BEGIN
Issue #590, opened 2020-07-20
Add the config schema to schemastore.org


zepatrik:
**Is your feature request related to a problem? Please describe.**

[schemastore.org](https://www.schemastore.org/json/) provides json schemas via an API for editors like VSCode and JetBrains to offer code completion, validation and more. If we add our config.schema.json our users get editor support for config files.

**Describe the solution you'd like**

We can easily submit a PR to add our schema. One problem I see is that the config file per default is called `config.yml` which is not descriptive enough. We should rather change the default file name to be `kratos.yml` so we can add the pattern.

**Describe alternatives you've considered**

Add the schema but keep the default `config.yml`. This would result in most of the users not benefiting from the feature as they probably use the default file name.

**Additional context**

It is important to figure out how they do versioning of schemas, especially for us as it changes quite often.

zepatrik:
The versioning strategy of schemastore.org is to just postfix the file with the version number and load the burden of deciding which version to use to the editor (e.g. by examining the environment). As this will clearly not work with our config files my proposal is to add a top level version key that currently only is used for validation. Kratos will use a config file although the version does not match but spit out a warning. This key will be required then. Further we can write a "version meta" schema that uses `oneOf`/`allOf` directives to map the top level version key to the proper schema hosted on github. We can even automate the generation of that file when releasing :tada:

tacurran:
@zepatrik
JSON schema maps the structure of JSON files, so assume that the version meta is a JSON schema. Regarding the "add a top level version key that currently only is used for validation" Would you suggest (e.g. version meta - a JSON containing all versions and descriptions thereof) using a JSON Schema ($schema": "http://json.schemastore.org/kratosconfig) to describe the version and the use $ref to navigate to the actual schema.

In a JSON schema, a $ref keyword is a JSON Pointer to a schema, or a type or property in a schema. A JSON pointer takes the form of A # B in which: A is the relative path from the current schema to a target schema. ... B is the complete path from the root of the schema to a type or property in the schema. (http://niem.github.io/json/reference/json-schema/references/)
"Further we can write a "version meta" schema that uses oneOf/allOf directives to map the top level version key to the proper schema hosted on github." This would have to be either in the ory/kratos/ release config since schemastore.org does not seem to accept the type of "version meta" you imagine.

In addition, schemas may be combined with the following keywords:
*allOf*: must be valid against all of the subschemas
*anyOf*: must be valid against any of the subschemas
[...]

PR #608, opened 2020-07-29
feat: config versions meta schema

zepatrik:
## Related issue

Prepares #590 

## Proposed changes

The newly added schema detects the schema version and maps it to the corresponding release on GitHub. There will be a script to automatically add new entries in our release pipeline.


.schema/config.schema.json
```diff
@@ -4,6 +4,11 @@
   "title": "ORY Kratos Configuration",
   "type": "object",
   "definitions": {
+    "version": {
+      "type": "string",
+      "description": "SemVer according to https://semver.org/ prefixed with `v` as in our releases.",
+      "pattern": "^v(0|[1-9]\\d*)\\.(0|[1-9]\\d*)\\.(0|[1-9]\\d*)(?:-((?:0|[1-9]\\d*|\\d*[a-zA-Z-][0-9a-zA-Z-]*)(?:\\.(?:0|[1-9]\\d*|\\d*[a-zA-Z-][0-9a-zA-Z-]*))*))?(?:\\+([0-9a-zA-Z-]+(?:\\.[0-9a-zA-Z-]+)*))?$"
```
aeneasr, line 10: This won't work with `latest` or generally builds that have not been built as part of the CI build pipeline, right?

.schema/config.schema.json
```diff
@@ -972,7 +987,8 @@
   "required": [
     "identity",
     "dsn",
-    "selfservice"
+    "selfservice",
+    "version"
```
aeneasr, line 991: Does `version` really have to be required?

zepatrik: right we wanted to print a warning in case the version is not specified or does not match

.schema/config.schema.json
zepatrik: yes but it would not make sense to have `version: latest` in the config anyway. In case of latest/master/... we would ignore the key completly

aeneasr: That would be the idea!

.schema/version.schema.json
```diff
@@ -0,0 +1,22 @@
+{
+  "$id": "https://github.com/ory/kratos/.schema/versions.config.schema.json",
+  "$schema": "http://json-schema.org/draft-07/schema#",
```
zepatrik, line 3: One small thing is missing: this should be
```suggestion
  "$schema": "https://raw.githubusercontent.com/ory/cli/{{ release }}/.schema/version_meta.schema.json#",
```
but we have to release the cli therefore.

zepatrik:
Ready to be merged from my side

PR #614, opened 2020-07-30
feat: add the already declared (and settable) tracer as a middleware

err0r500:
## Proposed changes

It looks like the tracer is declared but not used even if one is allowed to set env vars to activate and configure it.

I just added it as a negroni middleware, exactly like it's already done on oathkeeper.

## Checklist

      the changes.
      works.


cmd/daemon/serve.go
```diff
@@ -45,6 +45,10 @@ func servePublic(d driver.Driver, wg *sync.WaitGroup, cmd *cobra.Command, args [
 	n.Use(NewNegroniLoggerMiddleware(l, "public#"+c.SelfPublicURL().String()))
 	n.Use(sqa(cmd, d))
 
+	if tracer := d.Registry().Tracer(); tracer.IsLoaded() {
```
aeneasr, line 48: This should also be added to `serveAdmin` :)

err0r500: sure

PR #3372, opened 2023-07-06
fix: reduce db lookups in whoami for aal check

aeneasr:
This PR removes queries to `identity_credentials`, `identity_credential_types`, and `identity_credential_identifiers` when performing the whoami check.

It does this by “caching” the maximum available AAL in the identity table. The value is updated whenever an identity is created or updated.

The mechanism can also fall back to generate the AAL value itself if the value is not available in the identity (this is a migration strategy).

One potential issue: If the `available_aal` is not correctly set, it might lead to issues where the user has 2FA enabled, but the system thinks they only have 1FA enabled.


session/manager_http.go
```diff
@@ -295,31 +294,50 @@ func (s *ManagerHTTP) DoesSessionSatisfy(r *http.Request, sess *Session, request
...
-			if err := s.r.PrivilegedIdentityPool().HydrateIdentityAssociations(ctx, i, identity.ExpandCredentials); err != nil {
+		}
+
+		i := sess.Identity
+		available := i.AvailableAAL
+		if len(available) == 0 || available == identity.NoAuthenticatorAssuranceLevel {
+			// Available is 0 if the identity was created before the AAL feature was introduced, or if the identity
+			// was directly created in the persister and not the identity manager.
+			//
+			// aal0 indicates that there AAL state of the identity is probably unknown.
```
Benehiko, line 310:
```suggestion
			// aal0 indicates that the AAL state of the identity is probably unknown.
```

Benehiko (dismissed):
LGTM

persistence/sql/migrations/sql/20230706000000000001_available_aal.up.sql
```diff
@@ -0,0 +1 @@
+ALTER TABLE identities ADD COLUMN available_aal VARCHAR(4) NOT NULL DEFAULT 'aal0';
```
zepatrik, line 1: Doesn't `NOT NULL DEFAULT ...` do a full table update? Wouldn't it be better to use a nullable column here instead?
Like this every identity would have `available_aal` set to 0 after the migration, and only on update we would set the correct value.

session/handler.go
```diff
@@ -205,7 +205,10 @@ func (h *Handler) whoami(w http.ResponseWriter, r *http.Request, ps httprouter.P
 	}
 
 	var aalErr *ErrAALNotSatisfied
-	if err := h.r.SessionManager().DoesSessionSatisfy(r, s, c.SessionWhoAmIAAL(r.Context())); errors.As(err, &aalErr) {
+	if err := h.r.SessionManager().DoesSessionSatisfy(r, s, c.SessionWhoAmIAAL(r.Context()),
+		// For the time being we want to update the AAL in the database if it is unset.
+		UpsertAAL,
```
zepatrik, line 210: A nullable column makes this unnecessary, because we can distinguish the "not yet computed" from the "zero" case.

persistence/sql/migratest/fixtures/identity/0149ce5f-76a8-4efe-b2e3-431b8c6cceb6.json
zepatrik, line 1: Why does this lack the new column?

identity/manager.go
```diff
@@ -164,9 +172,34 @@ func (m *Manager) Update(ctx context.Context, updated *Identity, opts ...Manager
...
 	}
 
+	if err := m.setAAL(ctx, updated); err != nil {
+		return err
+	}
+
 	return m.r.PrivilegedIdentityPool().UpdateIdentity(ctx, updated)
 }
 
+func (m *Manager) setAAL(ctx context.Context, i *Identity) (err error) {
```
zepatrik, line 182: I think it makes more sense to make this a function on the identity, and provide the manager as a dependency there (potentially as an interface). The logic is duplicated in the session manager well.

session/manager_http.go
```diff
@@ -295,31 +294,50 @@ func (s *ManagerHTTP) DoesSessionSatisfy(r *http.Request, sess *Session, request
...
 			}
-		}
 
-		available := identity.NoAuthenticatorAssuranceLevel
-		if firstCount, err := s.r.IdentityManager().CountActiveFirstFactorCredentials(ctx, i); err != nil {
-			return err
-		} else if firstCount > 0 {
-			available = identity.AuthenticatorAssuranceLevel1
-		}
+			i.AvailableAAL = available
```
zepatrik, line 333:
```suggestion
			i.SetAvailableAAL(s.r.IdentityManager())
```

session/manager_http.go
```diff
@@ -295,31 +294,50 @@ func (s *ManagerHTTP) DoesSessionSatisfy(r *http.Request, sess *Session, request
...
 
-		if secondCount, err := s.r.IdentityManager().CountActiveMultiFactorCredentials(ctx, i); err != nil {
-			return err
-		} else if secondCount > 0 {
-			available = identity.AuthenticatorAssuranceLevel2
+			// This is the migration strategy for identities that already exist.
+			if managerOpts.upsertAAL {
```
zepatrik, line 336: During the "migration" we just recompute it for everyone. Users that don't log in during the migration period stay at AAL0 forever. I think a nullable column is the way to go instead.
```suggestion
			// This is the migration strategy for identities that already exist.
			if !i.AvailableAAL.Valid {
```

zepatrik (changes requested):
I have some doubts about the migration strategy, see comments.

persistence/sql/migrations/sql/20230706000000000001_available_aal.up.sql
aeneasr: Yep, absolutely. However as I understood the people from CRDB, this should not be an issue due to the way migrations work. We still need to verify that though.

session/handler.go
aeneasr: I think that this state could also happen during an import, which is why I think this fallback is required.

persistence/sql/migratest/fixtures/identity/0149ce5f-76a8-4efe-b2e3-431b8c6cceb6.json
aeneasr: Because it's not exposed in JSON

persistence/sql/migrations/sql/20230706000000000001_available_aal.up.sql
END
● YOUR INSTRUCTIONS
Across the entries above, how many lines contain "directives"? Provide only the count.

● ANSWER TO THE EXERCISE
2